◆ YOUR GOAL
Tally up how many lines in the listing below contain the string "empty", and give only the total.

◆ RECORDS FOR PROCESSING
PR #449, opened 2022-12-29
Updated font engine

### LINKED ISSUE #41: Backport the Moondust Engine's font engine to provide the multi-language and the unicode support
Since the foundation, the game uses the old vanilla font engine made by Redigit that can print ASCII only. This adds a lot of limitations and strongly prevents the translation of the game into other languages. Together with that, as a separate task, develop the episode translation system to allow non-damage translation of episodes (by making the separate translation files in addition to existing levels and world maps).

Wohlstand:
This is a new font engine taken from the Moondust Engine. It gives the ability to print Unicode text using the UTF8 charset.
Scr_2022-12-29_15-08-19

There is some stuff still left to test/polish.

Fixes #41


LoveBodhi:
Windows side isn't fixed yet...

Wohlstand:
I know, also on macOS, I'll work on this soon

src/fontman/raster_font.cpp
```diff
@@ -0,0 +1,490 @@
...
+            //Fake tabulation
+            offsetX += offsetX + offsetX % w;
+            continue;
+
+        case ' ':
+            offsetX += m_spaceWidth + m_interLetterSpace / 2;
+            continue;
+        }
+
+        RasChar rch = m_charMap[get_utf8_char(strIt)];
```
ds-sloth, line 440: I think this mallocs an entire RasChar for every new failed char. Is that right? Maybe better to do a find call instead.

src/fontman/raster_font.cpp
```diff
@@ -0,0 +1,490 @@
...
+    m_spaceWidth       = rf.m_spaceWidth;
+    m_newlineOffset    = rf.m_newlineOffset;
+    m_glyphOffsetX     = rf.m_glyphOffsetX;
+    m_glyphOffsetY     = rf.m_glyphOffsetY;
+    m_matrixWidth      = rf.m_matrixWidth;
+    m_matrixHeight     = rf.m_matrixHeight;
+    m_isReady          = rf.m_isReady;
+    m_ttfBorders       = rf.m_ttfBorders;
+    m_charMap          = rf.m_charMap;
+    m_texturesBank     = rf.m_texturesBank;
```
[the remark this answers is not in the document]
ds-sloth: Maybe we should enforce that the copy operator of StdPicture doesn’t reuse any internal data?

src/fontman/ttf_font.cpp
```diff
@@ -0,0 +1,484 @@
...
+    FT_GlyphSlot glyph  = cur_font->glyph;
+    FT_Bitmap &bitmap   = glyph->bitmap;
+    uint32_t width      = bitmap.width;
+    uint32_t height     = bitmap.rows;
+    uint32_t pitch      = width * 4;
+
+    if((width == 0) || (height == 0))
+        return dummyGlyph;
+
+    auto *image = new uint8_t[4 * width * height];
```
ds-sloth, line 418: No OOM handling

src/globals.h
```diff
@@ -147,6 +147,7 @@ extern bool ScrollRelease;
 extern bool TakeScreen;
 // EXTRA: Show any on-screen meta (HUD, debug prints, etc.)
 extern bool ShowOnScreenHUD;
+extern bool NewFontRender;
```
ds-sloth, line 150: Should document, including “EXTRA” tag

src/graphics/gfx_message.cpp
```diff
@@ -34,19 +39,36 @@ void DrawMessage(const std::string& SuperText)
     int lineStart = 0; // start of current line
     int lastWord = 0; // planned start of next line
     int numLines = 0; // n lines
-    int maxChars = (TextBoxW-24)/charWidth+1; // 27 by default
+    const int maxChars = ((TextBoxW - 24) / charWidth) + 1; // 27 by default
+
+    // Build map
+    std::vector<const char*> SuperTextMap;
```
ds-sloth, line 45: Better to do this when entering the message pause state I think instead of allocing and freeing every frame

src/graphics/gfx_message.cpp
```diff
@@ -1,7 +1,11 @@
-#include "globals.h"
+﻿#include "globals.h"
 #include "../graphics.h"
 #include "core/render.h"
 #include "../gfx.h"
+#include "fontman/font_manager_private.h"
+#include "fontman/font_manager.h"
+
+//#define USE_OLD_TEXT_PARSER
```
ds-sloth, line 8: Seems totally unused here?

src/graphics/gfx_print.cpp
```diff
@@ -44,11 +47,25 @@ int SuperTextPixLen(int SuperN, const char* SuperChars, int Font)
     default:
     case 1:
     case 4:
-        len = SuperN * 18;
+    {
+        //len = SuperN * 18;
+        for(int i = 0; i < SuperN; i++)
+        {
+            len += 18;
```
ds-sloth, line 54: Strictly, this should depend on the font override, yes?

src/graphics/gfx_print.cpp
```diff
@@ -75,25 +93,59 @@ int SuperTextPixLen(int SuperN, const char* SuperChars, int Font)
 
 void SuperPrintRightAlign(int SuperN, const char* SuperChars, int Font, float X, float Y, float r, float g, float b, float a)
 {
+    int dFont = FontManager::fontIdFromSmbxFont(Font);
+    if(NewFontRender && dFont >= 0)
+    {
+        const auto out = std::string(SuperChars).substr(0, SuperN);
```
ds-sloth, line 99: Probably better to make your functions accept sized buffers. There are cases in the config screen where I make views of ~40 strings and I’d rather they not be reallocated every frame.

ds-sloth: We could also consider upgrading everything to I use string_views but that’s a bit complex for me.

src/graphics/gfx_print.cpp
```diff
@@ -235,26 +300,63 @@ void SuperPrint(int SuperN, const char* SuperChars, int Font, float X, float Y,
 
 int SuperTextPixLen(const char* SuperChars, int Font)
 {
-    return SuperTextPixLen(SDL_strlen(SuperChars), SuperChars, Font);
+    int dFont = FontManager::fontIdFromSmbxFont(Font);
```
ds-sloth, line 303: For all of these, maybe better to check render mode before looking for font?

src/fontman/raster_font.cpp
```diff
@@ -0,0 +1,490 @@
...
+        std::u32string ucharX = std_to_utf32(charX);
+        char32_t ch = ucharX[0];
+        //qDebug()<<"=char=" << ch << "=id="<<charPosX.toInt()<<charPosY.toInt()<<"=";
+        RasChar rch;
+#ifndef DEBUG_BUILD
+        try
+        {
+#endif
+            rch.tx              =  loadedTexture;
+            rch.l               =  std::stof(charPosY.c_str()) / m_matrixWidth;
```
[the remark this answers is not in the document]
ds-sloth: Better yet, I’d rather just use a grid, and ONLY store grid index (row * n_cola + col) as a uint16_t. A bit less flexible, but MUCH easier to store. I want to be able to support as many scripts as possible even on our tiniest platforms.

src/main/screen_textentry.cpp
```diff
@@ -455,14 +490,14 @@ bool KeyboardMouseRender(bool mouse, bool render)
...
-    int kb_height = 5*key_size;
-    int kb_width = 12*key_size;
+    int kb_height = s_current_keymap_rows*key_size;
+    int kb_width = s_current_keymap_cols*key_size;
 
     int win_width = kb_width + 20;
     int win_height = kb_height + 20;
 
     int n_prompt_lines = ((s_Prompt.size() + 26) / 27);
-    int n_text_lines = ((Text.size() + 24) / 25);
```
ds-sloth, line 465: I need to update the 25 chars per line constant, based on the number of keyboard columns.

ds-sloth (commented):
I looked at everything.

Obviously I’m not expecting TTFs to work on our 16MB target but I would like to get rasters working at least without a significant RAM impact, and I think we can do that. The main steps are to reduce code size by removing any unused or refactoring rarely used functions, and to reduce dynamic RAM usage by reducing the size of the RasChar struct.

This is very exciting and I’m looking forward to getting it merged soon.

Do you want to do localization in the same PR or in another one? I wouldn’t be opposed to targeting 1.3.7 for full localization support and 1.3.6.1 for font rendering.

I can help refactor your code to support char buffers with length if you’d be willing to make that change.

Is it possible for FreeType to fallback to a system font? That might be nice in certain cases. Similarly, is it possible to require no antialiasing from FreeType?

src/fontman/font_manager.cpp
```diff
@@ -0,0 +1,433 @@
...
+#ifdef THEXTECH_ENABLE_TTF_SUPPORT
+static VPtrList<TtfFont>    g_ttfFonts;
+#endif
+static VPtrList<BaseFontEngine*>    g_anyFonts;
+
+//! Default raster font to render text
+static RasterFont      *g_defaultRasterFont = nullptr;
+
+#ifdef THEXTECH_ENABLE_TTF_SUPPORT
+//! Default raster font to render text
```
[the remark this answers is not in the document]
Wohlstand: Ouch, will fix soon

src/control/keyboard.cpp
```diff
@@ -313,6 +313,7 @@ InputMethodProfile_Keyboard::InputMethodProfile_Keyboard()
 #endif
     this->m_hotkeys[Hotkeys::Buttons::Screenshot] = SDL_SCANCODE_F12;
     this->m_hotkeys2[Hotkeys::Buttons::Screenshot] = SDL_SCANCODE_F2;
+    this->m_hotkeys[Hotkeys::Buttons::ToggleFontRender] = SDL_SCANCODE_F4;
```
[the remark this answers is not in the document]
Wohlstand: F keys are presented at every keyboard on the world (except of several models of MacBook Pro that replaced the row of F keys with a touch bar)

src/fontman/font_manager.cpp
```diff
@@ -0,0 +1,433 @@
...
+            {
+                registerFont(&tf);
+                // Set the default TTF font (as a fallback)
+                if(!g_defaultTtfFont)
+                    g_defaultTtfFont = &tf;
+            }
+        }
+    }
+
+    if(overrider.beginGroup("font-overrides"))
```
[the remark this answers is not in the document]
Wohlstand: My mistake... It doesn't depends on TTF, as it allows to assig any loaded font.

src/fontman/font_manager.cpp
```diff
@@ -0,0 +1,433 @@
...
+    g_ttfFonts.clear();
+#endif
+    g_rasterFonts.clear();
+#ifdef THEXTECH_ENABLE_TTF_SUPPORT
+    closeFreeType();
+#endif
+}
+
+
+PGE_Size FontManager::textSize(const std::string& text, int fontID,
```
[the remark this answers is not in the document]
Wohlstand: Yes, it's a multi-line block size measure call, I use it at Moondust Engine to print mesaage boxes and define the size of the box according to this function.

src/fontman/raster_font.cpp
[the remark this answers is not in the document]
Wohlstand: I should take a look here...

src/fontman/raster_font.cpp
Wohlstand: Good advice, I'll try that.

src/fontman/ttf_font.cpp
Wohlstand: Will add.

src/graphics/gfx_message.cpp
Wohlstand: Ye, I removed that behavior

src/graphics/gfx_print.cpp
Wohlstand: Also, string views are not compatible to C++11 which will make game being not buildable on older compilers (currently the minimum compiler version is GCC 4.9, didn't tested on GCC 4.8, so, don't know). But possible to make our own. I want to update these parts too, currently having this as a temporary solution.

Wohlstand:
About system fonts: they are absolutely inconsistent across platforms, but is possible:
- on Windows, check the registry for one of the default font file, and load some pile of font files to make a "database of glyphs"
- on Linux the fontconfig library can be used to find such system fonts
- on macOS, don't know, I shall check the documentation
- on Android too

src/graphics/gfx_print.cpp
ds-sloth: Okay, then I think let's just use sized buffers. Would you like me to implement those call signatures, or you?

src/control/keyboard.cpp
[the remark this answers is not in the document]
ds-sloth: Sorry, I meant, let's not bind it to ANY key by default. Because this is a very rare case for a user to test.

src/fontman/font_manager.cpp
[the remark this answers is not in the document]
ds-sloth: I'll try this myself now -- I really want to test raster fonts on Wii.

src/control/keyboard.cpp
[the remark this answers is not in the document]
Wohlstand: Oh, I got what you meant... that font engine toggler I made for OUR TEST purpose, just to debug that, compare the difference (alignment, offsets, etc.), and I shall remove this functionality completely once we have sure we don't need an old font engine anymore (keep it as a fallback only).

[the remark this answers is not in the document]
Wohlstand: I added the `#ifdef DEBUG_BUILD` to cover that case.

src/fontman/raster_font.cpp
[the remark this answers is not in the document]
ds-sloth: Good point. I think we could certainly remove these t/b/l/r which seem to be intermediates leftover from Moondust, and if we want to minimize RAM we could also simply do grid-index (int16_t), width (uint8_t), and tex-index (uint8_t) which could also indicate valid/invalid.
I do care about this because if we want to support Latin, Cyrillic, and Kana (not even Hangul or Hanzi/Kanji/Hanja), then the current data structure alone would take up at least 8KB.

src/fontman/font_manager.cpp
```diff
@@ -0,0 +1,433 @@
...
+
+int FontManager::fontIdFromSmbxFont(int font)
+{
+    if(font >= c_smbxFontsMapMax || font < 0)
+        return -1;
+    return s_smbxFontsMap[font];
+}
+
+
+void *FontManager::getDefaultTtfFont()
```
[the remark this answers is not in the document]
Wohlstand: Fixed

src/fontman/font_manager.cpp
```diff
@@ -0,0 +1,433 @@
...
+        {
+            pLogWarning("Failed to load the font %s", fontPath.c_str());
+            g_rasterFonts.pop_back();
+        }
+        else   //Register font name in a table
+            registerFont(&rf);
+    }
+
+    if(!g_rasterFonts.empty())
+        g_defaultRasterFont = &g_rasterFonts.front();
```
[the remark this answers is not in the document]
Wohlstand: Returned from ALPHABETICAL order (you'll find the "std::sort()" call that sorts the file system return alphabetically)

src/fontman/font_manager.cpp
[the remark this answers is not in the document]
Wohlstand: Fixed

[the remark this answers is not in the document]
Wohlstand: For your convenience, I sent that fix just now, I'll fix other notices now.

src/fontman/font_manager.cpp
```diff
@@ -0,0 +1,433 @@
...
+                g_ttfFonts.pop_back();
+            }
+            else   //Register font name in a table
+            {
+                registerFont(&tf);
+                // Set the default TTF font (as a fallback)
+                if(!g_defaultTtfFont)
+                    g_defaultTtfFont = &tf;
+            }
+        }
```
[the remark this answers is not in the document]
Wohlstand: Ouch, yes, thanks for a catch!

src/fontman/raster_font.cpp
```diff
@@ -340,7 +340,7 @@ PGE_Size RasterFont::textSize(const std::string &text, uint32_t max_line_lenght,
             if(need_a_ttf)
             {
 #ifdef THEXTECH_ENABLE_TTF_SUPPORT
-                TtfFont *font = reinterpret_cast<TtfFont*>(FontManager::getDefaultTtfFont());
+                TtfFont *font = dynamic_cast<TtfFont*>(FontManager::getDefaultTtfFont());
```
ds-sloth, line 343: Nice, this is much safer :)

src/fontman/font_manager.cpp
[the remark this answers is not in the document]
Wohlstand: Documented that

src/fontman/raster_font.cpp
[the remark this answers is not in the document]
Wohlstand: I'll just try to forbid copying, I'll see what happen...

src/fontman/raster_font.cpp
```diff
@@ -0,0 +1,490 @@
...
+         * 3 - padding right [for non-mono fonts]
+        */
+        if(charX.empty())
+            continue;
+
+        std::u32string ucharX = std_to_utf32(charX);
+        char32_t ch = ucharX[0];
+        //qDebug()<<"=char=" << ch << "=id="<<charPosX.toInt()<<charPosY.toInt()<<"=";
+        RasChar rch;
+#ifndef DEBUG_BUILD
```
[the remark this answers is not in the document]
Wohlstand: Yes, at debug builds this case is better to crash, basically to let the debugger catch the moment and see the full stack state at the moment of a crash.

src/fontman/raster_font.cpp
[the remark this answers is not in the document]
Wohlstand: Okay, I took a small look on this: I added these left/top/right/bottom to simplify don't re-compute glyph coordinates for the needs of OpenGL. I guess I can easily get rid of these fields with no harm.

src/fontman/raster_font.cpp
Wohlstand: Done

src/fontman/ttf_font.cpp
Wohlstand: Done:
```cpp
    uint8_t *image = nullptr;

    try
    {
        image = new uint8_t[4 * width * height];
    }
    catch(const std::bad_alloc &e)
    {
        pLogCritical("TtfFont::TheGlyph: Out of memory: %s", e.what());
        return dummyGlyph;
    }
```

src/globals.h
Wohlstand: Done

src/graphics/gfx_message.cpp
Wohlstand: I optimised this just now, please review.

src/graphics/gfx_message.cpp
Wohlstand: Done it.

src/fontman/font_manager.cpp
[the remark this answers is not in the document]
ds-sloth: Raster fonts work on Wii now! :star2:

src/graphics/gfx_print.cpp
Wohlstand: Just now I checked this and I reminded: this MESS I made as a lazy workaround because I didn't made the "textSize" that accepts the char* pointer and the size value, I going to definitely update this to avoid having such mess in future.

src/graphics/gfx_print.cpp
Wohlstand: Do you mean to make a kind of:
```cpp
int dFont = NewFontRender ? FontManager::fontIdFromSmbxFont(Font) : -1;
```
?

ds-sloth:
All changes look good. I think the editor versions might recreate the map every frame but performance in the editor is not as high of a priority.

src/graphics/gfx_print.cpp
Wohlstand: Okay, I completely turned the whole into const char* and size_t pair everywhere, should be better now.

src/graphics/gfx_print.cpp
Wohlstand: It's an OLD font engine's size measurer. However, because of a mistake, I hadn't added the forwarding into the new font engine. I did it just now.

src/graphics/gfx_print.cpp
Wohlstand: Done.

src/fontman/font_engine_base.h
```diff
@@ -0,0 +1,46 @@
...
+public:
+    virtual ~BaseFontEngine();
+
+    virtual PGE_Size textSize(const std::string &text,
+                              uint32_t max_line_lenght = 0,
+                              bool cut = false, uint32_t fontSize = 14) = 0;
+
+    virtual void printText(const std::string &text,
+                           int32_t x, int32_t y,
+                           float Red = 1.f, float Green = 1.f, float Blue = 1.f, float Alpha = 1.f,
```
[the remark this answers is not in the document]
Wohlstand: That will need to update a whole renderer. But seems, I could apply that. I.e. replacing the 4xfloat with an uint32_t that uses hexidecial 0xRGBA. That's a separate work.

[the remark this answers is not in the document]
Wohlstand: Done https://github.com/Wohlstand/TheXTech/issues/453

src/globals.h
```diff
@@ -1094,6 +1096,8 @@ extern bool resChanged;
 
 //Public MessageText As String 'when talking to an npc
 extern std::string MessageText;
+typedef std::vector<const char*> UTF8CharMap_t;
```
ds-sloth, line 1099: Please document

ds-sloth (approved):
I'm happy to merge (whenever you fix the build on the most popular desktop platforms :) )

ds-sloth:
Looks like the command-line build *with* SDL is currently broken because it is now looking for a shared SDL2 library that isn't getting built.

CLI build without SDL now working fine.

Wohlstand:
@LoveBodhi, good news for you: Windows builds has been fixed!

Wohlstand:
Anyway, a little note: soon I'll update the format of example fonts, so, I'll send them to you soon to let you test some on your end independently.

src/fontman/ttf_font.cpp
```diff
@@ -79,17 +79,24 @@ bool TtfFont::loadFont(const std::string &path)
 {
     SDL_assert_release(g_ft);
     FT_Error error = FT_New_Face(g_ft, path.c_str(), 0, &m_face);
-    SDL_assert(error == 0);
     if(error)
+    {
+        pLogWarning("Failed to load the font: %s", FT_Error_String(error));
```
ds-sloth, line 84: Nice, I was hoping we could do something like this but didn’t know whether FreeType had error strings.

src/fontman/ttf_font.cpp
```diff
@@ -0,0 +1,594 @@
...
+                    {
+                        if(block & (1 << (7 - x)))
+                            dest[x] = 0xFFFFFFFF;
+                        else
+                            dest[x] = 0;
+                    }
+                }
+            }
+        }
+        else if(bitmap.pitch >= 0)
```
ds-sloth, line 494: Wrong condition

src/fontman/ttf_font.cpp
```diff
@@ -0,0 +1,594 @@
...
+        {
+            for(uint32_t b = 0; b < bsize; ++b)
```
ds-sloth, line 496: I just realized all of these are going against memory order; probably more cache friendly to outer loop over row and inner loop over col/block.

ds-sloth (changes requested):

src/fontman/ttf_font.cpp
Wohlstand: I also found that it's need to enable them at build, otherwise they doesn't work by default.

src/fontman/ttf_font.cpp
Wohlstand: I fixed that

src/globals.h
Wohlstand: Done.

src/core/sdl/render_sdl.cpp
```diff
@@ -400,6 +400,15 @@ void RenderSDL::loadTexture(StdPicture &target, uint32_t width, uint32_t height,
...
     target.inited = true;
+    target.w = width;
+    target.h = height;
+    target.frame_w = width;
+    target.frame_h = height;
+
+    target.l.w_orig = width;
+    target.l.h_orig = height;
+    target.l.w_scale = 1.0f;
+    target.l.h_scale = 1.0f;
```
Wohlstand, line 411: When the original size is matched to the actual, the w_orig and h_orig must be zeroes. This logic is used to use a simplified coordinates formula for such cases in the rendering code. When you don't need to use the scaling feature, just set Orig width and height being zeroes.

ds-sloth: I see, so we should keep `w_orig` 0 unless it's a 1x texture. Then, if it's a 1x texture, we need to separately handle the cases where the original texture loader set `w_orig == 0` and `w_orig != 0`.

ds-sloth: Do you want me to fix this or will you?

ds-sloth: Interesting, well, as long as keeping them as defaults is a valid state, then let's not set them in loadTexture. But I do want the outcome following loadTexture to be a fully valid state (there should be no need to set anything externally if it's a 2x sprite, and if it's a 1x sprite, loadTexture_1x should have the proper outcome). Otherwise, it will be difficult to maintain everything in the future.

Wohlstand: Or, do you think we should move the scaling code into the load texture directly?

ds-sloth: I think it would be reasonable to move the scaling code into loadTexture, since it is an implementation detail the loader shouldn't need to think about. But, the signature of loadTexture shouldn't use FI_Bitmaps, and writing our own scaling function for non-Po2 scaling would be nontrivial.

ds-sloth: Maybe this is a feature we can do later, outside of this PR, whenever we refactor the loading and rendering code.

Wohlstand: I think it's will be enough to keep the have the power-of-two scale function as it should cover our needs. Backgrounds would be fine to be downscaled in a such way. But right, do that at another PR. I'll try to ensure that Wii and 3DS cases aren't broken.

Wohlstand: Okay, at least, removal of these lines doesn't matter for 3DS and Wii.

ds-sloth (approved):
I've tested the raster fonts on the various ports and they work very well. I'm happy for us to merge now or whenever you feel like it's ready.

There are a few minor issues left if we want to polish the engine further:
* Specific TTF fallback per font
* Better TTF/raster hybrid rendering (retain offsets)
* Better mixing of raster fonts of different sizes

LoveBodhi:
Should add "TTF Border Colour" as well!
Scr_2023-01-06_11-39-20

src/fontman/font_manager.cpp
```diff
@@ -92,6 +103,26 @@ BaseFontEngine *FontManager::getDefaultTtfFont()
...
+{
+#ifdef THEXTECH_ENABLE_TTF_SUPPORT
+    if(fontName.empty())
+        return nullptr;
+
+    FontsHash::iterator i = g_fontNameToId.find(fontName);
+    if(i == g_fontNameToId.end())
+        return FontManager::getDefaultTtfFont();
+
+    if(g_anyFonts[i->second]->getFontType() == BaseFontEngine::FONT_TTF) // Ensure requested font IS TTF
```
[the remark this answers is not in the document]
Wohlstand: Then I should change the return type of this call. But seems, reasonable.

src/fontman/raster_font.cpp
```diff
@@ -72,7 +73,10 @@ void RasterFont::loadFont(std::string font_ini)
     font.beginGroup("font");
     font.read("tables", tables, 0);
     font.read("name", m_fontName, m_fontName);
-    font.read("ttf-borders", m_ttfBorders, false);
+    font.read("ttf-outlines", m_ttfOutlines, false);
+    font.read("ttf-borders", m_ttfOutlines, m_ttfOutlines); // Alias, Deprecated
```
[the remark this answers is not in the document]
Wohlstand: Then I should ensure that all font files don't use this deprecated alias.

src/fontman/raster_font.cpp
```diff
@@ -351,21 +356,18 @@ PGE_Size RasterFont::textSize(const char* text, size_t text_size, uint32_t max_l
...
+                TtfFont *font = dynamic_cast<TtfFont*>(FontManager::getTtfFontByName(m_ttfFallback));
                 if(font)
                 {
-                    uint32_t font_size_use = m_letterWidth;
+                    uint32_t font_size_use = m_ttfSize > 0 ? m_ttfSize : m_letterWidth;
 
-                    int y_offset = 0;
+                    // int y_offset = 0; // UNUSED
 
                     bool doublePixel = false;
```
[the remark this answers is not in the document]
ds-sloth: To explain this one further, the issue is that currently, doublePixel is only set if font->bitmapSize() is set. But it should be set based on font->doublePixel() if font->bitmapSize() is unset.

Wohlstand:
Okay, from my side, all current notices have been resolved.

◆ WRITTEN RESPONSE
3